她绕开外殿出去,本是欲到厨房找吃的,迎面却看到了冷月走来,她手里端了一个托盘,托盘上放的是吃的,她急忙便走上前去道:“你怎么知道我醒了?”
冷月笑了笑道:“王爷可不就是你肚子里的蛔虫他听到里面的动静,知道你醒了,便吩咐我来给你端吃的,可没想到,你动作倒是快得很,我还没来呢,你就出来了。”
锦言笑了笑,将她往里迎。
明明肚子饿得发狠,她却并没有吃下多少,冷月瞧着心疼,不由得道:“小姐,你再吃一些,你瞧,这有你爱吃的鲈鱼!”
锦言却摆了摆手道:“饱了,吃不下了。”
冷月看了她一眼,眸中掠过一丝黯然,只得将碗筷收拾好道:“那我先端下去。”
锦言点了点头。
冷月下去之后,她便觉得胃里不舒服,在屋子里走了走,这才好了些,过不久冷月回来,锦言此刻了无睡意,秦非离又有正事在忙,她便提出去看看佟儿,可是,她才一提出来,佟儿的目光便不自然的瞟向别处道:“佟儿已经睡了,小姐明日再看吧。”

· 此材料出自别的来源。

PR #225, opened 2019-06-10
Add postbirth registrations for MomConnect

rudigiesler:
This modifies the validate_subscribe task to be able to process registrations that happen after the birth of the child.


OMosimege (approved):
great work 👍

PR #226, opened 2019-06-12
Add view for creating public registrations from RapidPro webhooks

rudigiesler:
This is similar to the view for clinic registrations, but is instead focussed on public registrations


OMosimege (approved):
🍰

PR #227, opened 2019-06-14
Add subscription description

rudigiesler:
This PR adds a human readable string description of the current subscriptions that a mother has.

It calculates this based on the history of registrations and changes for the mother.


OMosimege (approved):
Looks great 👍

PR #228, opened 2019-06-14
Split out RapidPro Clinic registration serializer

rudigiesler:
So it turns out to be quite difficult to not have a certain query param in the RapidPro webhook if the user didn't take that path, eg. if they didn't take the passport path, and you do a `passport_origin=@flow.passport_origin.category` in the request, then it just puts the raw text `@flow.passport_origin.category` as the value. This makes the request invalid, as it's not one of the passport choices.

By splitting it out like this, it means that when we submit it, if we have fields that we're submitting that aren't part of the registration or id type, then they'll get ignored instead of being validated.

So back to the example, if the ID type is `sa_id`, then if we have a passport origin specified with some weird text, it will just get ignored, instead of the request failing because of a field that we're not using.


OMosimege (approved):
Looks good 🍰

PR #231, opened 2019-06-20
Fix RapidPro subscription lookup

rudigiesler:
Currently when there are no changes, we're using `datetime.min` as the limiting timestamp. But if there is an optout, but no baby switch, that will mean that we're comparing a timezone aware timestamp with a timezone unaware one.

We should add a timezone to `datetime.min` to ensure that we're always comparing with timezones.


OMosimege (approved):
Looks good 🍰

PR #400, opened 2021-06-24
ADA customization id and tests

DevChima:
We're currently doing this redirect:
http://symptomcheck.co.za/?whatsappid=12345

But ADA now wants this:
http://symptomcheck.co.za/?whatsappid=12345&customizationId=kh93qnNLps


ada/views.py
```diff
@@ -47,8 +48,9 @@ def clickActivity(request: HttpRequest, pk: int, whatsappid: str) -> HttpRespons
     else:
         store_url_entry = RedirectUrlsEntry(symptom_check_url=redirect_url)
         store_url_entry.save()
+        customizationId = settings.ADA_CUSTOMIZATION_ID
```
erikh360: small one, but why not use _ instead of camelcase

DevChima: That's fine

erikh360 (approved):

PR #401, opened 2021-06-30
add throttle env vars

codiebeulaine:


ndoh_hub/settings.py
```diff
@@ -211,8 +211,8 @@
     "DEFAULT_FILTER_BACKENDS": ("django_filters.rest_framework.DjangoFilterBackend",),
     "DEFAULT_THROTTLE_CLASSES": ["rest_framework.throttling.ScopedRateThrottle"],
     "DEFAULT_THROTTLE_RATES": {
-        "covid19triage.create": "30/second",
-        "covid19triage.list": "60/minute",
+        "covid19triage.create": os.environ.get("CREATE_THROTTLE_RATE", "30/second"),
```
erikh360: Can we add `covid19triage` in this env var name please? if we want to start throttling more endpoints its going to get confusing

erikh360 (commented):
Just the one comment for both

ndoh_hub/settings.py
codiebeulaine: yep

erikh360 (approved):
happy if you fix the lint errors

PR #403, opened 2021-07-12
Add baby dob fields to import

erikh360:


eventstore/models.py
```diff
@@ -966,6 +969,24 @@ def clean(self):
...
+            pass
+
+        if (
+            not self.edd_year
+            and not self.edd_month
+            and not self.edd_day
+            and not self.baby_dob_year
+            and not self.baby_dob_month
+            and not self.baby_dob_day
+        ):
```
rudigiesler, line 987: Should we not rather do something like
`if not any((all((self.edd_year, self.edd_month, self.edd_day)), all((self.baby_dob_year, self.baby_dob_month, self.baby_dob_day)))):`? Otherwise if we just supply `baby_dob_year`, and none of the other fields, then this validation passes.

erikh360: hmm cool, I was wondering if there was a way to do that, thanks

erikh360: The problem is when you specify a string instead of a int for a month, it also triggers with this if statement.

So I think its fine as is. If they just supply a year the other rule should fire

rudigiesler (approved):

PR #406, opened 2021-09-30
Update hcs study randomization + remove pilot c study

erikh360:
We're not doing a pilot for study C anymore so removing it.

The idea with the randomisation is that we get the minimum total per province then we check against the percentage target.

Not sure if there is a better way to do it but open to suggestions.


eventstore/models.py
```diff
@@ -668,22 +657,23 @@ def has_value(v):
                 self.data[k] = v
 
     def update_post_screening_study_arms(self, risk, source):
-        if self.age == Covid19Triage.AGE_U18:
+        if self.age == Covid19Triage.AGE_U18 and not self.province:
```
rudigiesler: I'm not sure what the change is supposed to be, just want to double check that this is correct, seems odd that they would be under 18, but some of them have a province and others don't

eventstore/models.py
```diff
@@ -709,33 +699,38 @@ def process_study_c(self, risk, source):
...
-                self.msisdn, None, None, self.hcs_study_c_pilot_arm, risk, source
-            )
+        actual_total = {
+            province["province"]: province["province__count"]
+            for province in all_provinces.annotate(models.Count("province"))
+        }.get(self.province, 0)
+
+        actual_percentage = {
+            province["province"]: province["province__count"] * 100 / len(all_provinces)
+            for province in all_provinces.annotate(models.Count("province"))
```
rudigiesler: I feel like this would run the expensive Count per province twice, also not sure if `len(all_provinces)` will do to count every time.. I'm wondering if that's fine, or if we should only do the count once.

`assertNumQueries` is a good way to check how many and what queries using unit tests.

Also, getting the values for all provinces, and then only returning a single province, seems a bit wasteful. Maybe something like:
```
all_total = all_provinces.count()
province_total = all_provinces.filter(province=self.province).count()
province_percentage = province_total * 100 / all_total
```

eventstore/models.py
erikh360: I just added this because the randomisation relies on it being there for all 3 studies. Some of our tests don't specify a province then it fails.

rudigiesler: Should it not maybe then be `or`, so that if they're under 18 or they don't have a province, then it's skipped?

erikh360: yeah 'or' would be correct

rudigiesler (approved):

锦言不疑有他,也就没有细问,不过,她瞧着夜原本就已经深了,她是睡了一觉醒来,冷月却是一直没睡,她便急忙催促冷月去休息,等冷月走后,她又百无聊赖,到底是没忍住,偷偷溜出去了,打算去看看佟儿。
可是,当她终于到了佟儿的房间里,房里却空空如也,原本所有佟儿的用具都被收拾走了,锦言一下子慌了神,忍不住便尖叫一声往外跑。
秦非离与一众人正在谈事,听到声音,顷刻便冲了出来,只见对面,从佟儿房中出来的锦言,急急忙忙朝秦非离跑来,一面跑一面焦急道:“非离,佟儿不见了!她的衣物也不见了!所有用的东西都不见了!”
“我知道,我知道!”秦非离按住她的手,让她情绪冷静下来道,“听着,锦言,佟儿很安全,你不用着急,不用担心,听我慢慢跟你细说。”
秦非离的身后,跟了刚刚仪事的一群人,这些人,都是鬼王府的重要人士,他们眼中的鬼帝,向来森冷如鬼,哪里会如今日这般轻声细语,温柔备至,一个个不由得都大跌了眼球,呆呆的看向他们二人。
秦非离不知道是说了什么,锦言这才终于安静下来,他随即一抬眸,看向身后一干人等道:“一切,照本帝的吩咐去做,都听懂了?”
这声音,又是那个一贯的鬼帝,深不可测,冷漠如霜。
他们急忙躬身应下,再不敢多做逗留,纷纷退下。
当秦非离将始末跟锦言说过一遍之后,锦言已经忍不住彻底哭了出来。秦非离就是知道她会这样,所以才直接将孩子送走。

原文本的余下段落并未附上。